For any failure, the load balancer log’s jsonPayload.statusDetails gives the verdict, and httpRequest.cacheHit tells you CDN hit versus miss (covered next).

Observability and 5xx triage

Enable logging on the backend service with a sample rate; 100% is fine to start, then dial down for cost.

gcloud compute backend-services update web-bes --global \
  --enable-logging \
  --logging-sample-rate=1.0

The ALB log’s statusDetails field is the fastest 5xx triage tool on GCP because it distinguishes who failed. A 502 with failed_to_connect_to_backend is a backend or firewall problem; 502 with backend_timeout means your --timeout is shorter than the backend’s real latency; 503 with no_healthy_upstream means health checks are failing across the board.

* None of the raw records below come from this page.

PR #928, opened 2020-02-28
Use /external backend endpoint as a proxy for fetching Internet resources

kubama:


backend/routes/External.js
```diff
@@ -11,7 +11,7 @@ function _pipeRequest(req, res, next, url, queryString) {
     logger.debug(`Piping get request to url: ${url} with query string: ${queryString}`);
 
     req.pipe(
-        request.get({ url, qs: queryString }).on('error', function(err) {
+        request.get({ url: url.startsWith('//') ? `http:${url}` : url, qs: queryString }).on('error', function(err) {
```
qooban: I think that, when string is started with `//` and Cloudify is running with SSL enabled, user expects that https is called.

As we moved the call to the backend, maybe we could cut `//` from the configured jsonPath string in Blueprints Catalog and Plugins Catalog widgets?

kubama: We could, but we still need to handle URLs starting with `//` - I think it's extremelly unlikely that any user changed the default URL, and it's even less likely that it was changed to anything starting with `//`, but it's quite possible that some users saved widget configuration with default URLs so now they are stored in users' DBs, so we need to handle them.

qooban: OK, I get your point and you're right about default URLs stored in users' DBs.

The latency breakdown separates frontend RTT from backend latency, so you can tell a slow client from a slow service.

resource.type="http_load_balancer"
httpRequest.status>=500
| project timestamp, httpRequest.status, jsonPayload.statusDetails,
          httpRequest.requestUrl, httpRequest.latency

Enterprise scenario

A retail platform team ran a global ALB fronting a regional GKE service in us-central1 and europe-west1, with Cloud CDN on the static backend and Cloud Armor in front. Black Friday traffic tripled and they began seeing sporadic 502s — but only on the API path, never on static assets, and only under load. Their first instinct was “the ALB is overwhelmed,” which sent them chasing capacity that was not the problem.

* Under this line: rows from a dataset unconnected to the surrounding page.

PR #930, opened 2020-03-02
Added confirmation popup for layout save operation

kubama:
obraz

### DIFF
--- a/widgets/topology/src/Topology.js
+++ b/widgets/topology/src/Topology.js
@@ -30,7 +30,7 @@ export default class Topology extends React.Component {
         this.processedTopologyData = null;
         this.scrollerGlassHandler = new ScrollerGlassHandler(this.glassRef);
 
-        this.state = {};
+        this.state = { saveConfirmationOpen: false };
     }
 
     shouldComponentUpdate(nextProps, nextState) {
@@ -270,7 +270,6 @@ export default class Topology extends React.Component {
                     content="Topology layout saved"
                     position="top center"
                     style={{ left: 'unset', right: 65 }}
-                    on=""
                     trigger={<div id="topologyContainer" />}
                 />
             </div>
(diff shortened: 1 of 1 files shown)


widgets/topology/src/Topology.js
```diff
@@ -85,6 +87,10 @@ export default class Topology extends React.Component {
                         null,
                         layout
                     )
+                    .then(() => {
+                        this.setState({ saveConfirmationOpen: true });
+                        setTimeout(() => this.setState({ saveConfirmationOpen: false }), 2500);
```
qooban: Let's have const for `2500`. I think in the future we may want to move it a bit "higher" and reuse in other quick notification solutions like here.

widgets/topology/src/Topology.js
```diff
@@ -259,7 +265,13 @@ export default class Topology extends React.Component {
                 <div className="scrollGlass" ref={this.glassRef}>
                     <span className="message">Click to release scroller</span>
                 </div>
-                <div id="topologyContainer" />
+                <Stage.Basic.Popup
```
qooban: Cosmetic issue. Can we follow the convention from most of the other widgets to first grab component from `Stage.*` and then use with the exact name?

widgets/topology/src/Topology.js
```diff
@@ -259,7 +265,13 @@ export default class Topology extends React.Component {
...
+                    open={this.state.saveConfirmationOpen}
+                    content="Topology layout saved"
+                    position="top center"
+                    style={{ left: 'unset', right: 65 }}
```
qooban: `65` is the pixel-distance from the right side of the buttons pane (`topologyContainer` div)?
I suspect it would be hard to "associate" the popup with the proper button from the toolbar and remove additional styling, right?

widgets/topology/src/Topology.js
kubama: Done

widgets/topology/src/Topology.js
kubama: Done

widgets/topology/src/Topology.js
kubama: Yes, it would be very difficult since topology is an independent non-react component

The log told the real story. Every failing request carried jsonPayload.statusDetails = "backend_timeout". The backend timeout was the default-ish 30s, but the API’s p99 under peak load had drifted to ~34s because a downstream dependency was slow. The ALB did exactly what it was told: cut the connection at the timeout and return 502. Static assets never tripped it because they were served from the CDN edge and never reached the origin.

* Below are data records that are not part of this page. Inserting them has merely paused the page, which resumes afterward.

PR #932, opened 2020-03-03
Updated execution graph look-and-feel

kubama:
image

### DIFF
--- a/widgets/executions/src/backend.js
+++ b/widgets/executions/src/backend.js
@@ -158,7 +158,7 @@ module.exports = r => {
             const allSubgraphs = {};
             _.map(operationsList, task => {
                 let taskName = _.split(task.name, 'cloudify.interfaces.');
-                taskName = taskName.length > 1 ? taskName[1] : taskName[0];
+                taskName = taskName.length > 1 ? taskName[1] : _.upperFirst(taskName[0]);
 
                 let taskOperation = '';
                 if (
--- a/widgets/executions/src/backend.js
+++ b/widgets/executions/src/backend.js
@@ -179,7 +179,7 @@ module.exports = r => {
                             text: taskName,
                             retry: 0,
                             type: task.type,
-                            state: task.state,
+                            state: _.upperFirst(task.state),
                             operation: taskOperation,
                             display_text: ''
                         }
--- a/widgets/executions/src/backend.js
+++ b/widgets/executions/src/backend.js
@@ -91,9 +91,9 @@ module.exports = r => {
             children: [],
             edges: []
         };
-        const paddingLeftRight = 12;
-        const paddingTop = 20;
-        const paddingBottom = 16;
+        const paddingLeftRight = 24;
+        const paddingTop = 46;
+        const paddingBottom = 28;
         const subGraphLayoutOptions = {
             'elk.padding': `[top=${paddingTop},left=${paddingLeftRight},bottom=${paddingBottom},right=${paddingLeftRight}]`
         };
@@ -102,7 +102,7 @@ module.exports = r => {
         // This will be used when a text needs to be displayed inside a node (rectangle)
         // and exceeds its width, resulting in increasing the rectangle's height and
         // breaking the string into 2 (and so forth...)
-        const textSizingFactor = 5.6;
+        const textSizingFactor = 5.8;
         const textHeight = 18;
 
         const runGraphCreation = () => {
@@ -378,6 +378,7 @@ module.exports = r => {
                     if (numberOfSplits > 0) {
                         subGraph.height += textHeight * numberOfSplits;
                     }
+                    subGraph.height += 10;
                 }
             });
             return allSubgraphs;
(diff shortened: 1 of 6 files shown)


widgets/executions/widget.css
```diff
@@ -18,29 +18,27 @@
...
 }
 
 .rect-tasks-graph-succeeded {
-    fill: rgba(25, 200, 54, 0.836);
+    fill: rgb(39, 230, 109);
 }
 
 .rect-tasks-graph-failed {
-    fill: rgba(204, 50, 50, 0.822)
+    fill: rgb(204, 50, 50);
```
qooban: From where did you take the colors?

widgets/executions/src/backend.js
```diff
@@ -102,7 +102,7 @@ module.exports = r => {
         // This will be used when a text needs to be displayed inside a node (rectangle)
         // and exceeds its width, resulting in increasing the rectangle's height and
         // breaking the string into 2 (and so forth...)
-        const textSizingFactor = 5.6;
+        const textSizingFactor = 5.8;
```
qooban: That change is to prevent overlapping the rectangle borders by the text, right? Will it cover all cases?

kubama: It won't cover all cases, it just reduces the possibility.
To cover all cases we would need to set this const to the width of broadest character. But then in an average case we would split the lines very early, in about half of the available line length.

widgets/executions/widget.css
kubama: From WebStorm color picker :-)

qooban: Can we adjust it to be aligned with Semantic-UI colors (main green, yellow, red, ...)?

kubama: I find the colors that I used a little bit better suited, for example "official" red and green are to bright and intense and don't look that good when used as a fill for rects that might be much bigger than Semantic components like buttons.

qooban: OK, then let's keep it.

widgets/executions/src/tasksGraph/ExecutionWorkflowGraph.js
```diff
@@ -114,7 +114,7 @@ export default class ExecutionWorkflowGraph extends React.Component {
     scrollToInProgress() {
         const focusNode = _.find(this.state.graphResult.children, containerNode =>
             _.find(containerNode.children, subGraphNode =>
-                _.includes(['sent', 'rescheduled'], subGraphNode.labels[0].state)
+                _.includes(['Sent', 'Rescheduled'], subGraphNode.labels[0].state)
```
qooban: Let's have an array for all of that task states.
AFAIR we should add 'started' here as well.

kubama: > Let's have an array for all of that task states.

We already have an array.

> AFAIR we should add 'started' here as well.

Added.

widgets/executions/src/tasksGraph/GraphNode.js
```diff
@@ -4,64 +4,87 @@
...
+    let currentTextPlacement_Y = 0;
+
+    const title = labels.display_title || [labels.text];
+    const displayText = labels.display_text;
+
+    const { state } = labels;
+    let stateColor;
+    switch (state) {
+        case 'Rescheduled':
+        case 'Sent':
```
qooban: What about having `started` here as well?

widgets/executions/src/tasksGraph/GraphNode.js
```diff
@@ -4,64 +4,87 @@
...
+            stateColor = 'rgb(215,227,45)';
```
qooban: I would suggest to assign those strings to some `const`'s and name it after color it represents.

widgets/executions/src/tasksGraph/ExecutionWorkflowGraph.js
```diff
@@ -115,7 +116,7 @@ export default class ExecutionWorkflowGraph extends React.Component {
     scrollToInProgress() {
         const focusNode = _.find(this.state.graphResult.children, containerNode =>
             _.find(containerNode.children, subGraphNode =>
-                _.includes(['sent', 'rescheduled'], subGraphNode.labels[0].state)
+                _.includes(['Started', 'Sent', 'Rescheduled'], subGraphNode.labels[0].state)
```
qooban: By array I meant having `const` with those values.

widgets/executions/src/tasksGraph/GraphNode.js
kubama: Of course - good catch

widgets/executions/src/tasksGraph/GraphNode.js
kubama: Addressed

widgets/executions/src/tasksGraph/ExecutionWorkflowGraph.js
kubama: Addressed

widgets/executions/src/tasksGraph/States.js
```diff
@@ -0,0 +1,5 @@
+export default {
+    inProgress: ['Started', 'Sent', 'Rescheduled'],
+    succeeded: ['Succeeded'],
+    failed: ['Failed']
+};
```
qooban: That makes it clear now. :+1:

kubama:
> Could you please add some recent screenshots?

Done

Raising the timeout blindly would have masked the latency regression, so they did two things. They bumped the timeout to a deliberate 45s to stop severing nearly-complete requests, and they enabled the outlier detection from Step 2 so a single slow pod got ejected instead of dragging down the pool:

gcloud compute backend-services update api-bes --global --timeout=45s

They also wired a Cloud Monitoring alert on backend 5xx rate broken down by statusDetails, so the next incident would name its own root cause. The lesson: on the global ALB, a 502 is not one failure mode — statusDetails tells you whether it is connectivity, timeout, or health, and the backend timeout is a latency contract you set on purpose, not inherit.

Checklist

Closing notes

Treat the global ALB as a configurable distributed system, not a black-box appliance. Three layers deserve attention from day one: the backend timeout as an explicit latency contract, the cache key as your hit-ratio lever, and Cloud Armor preview mode as the seatbelt before you arm a WAF rule. Manage the URL map and security policy as code, alert on statusDetails rather than raw 5xx counts, and use capacity scaler for graceful regional drains.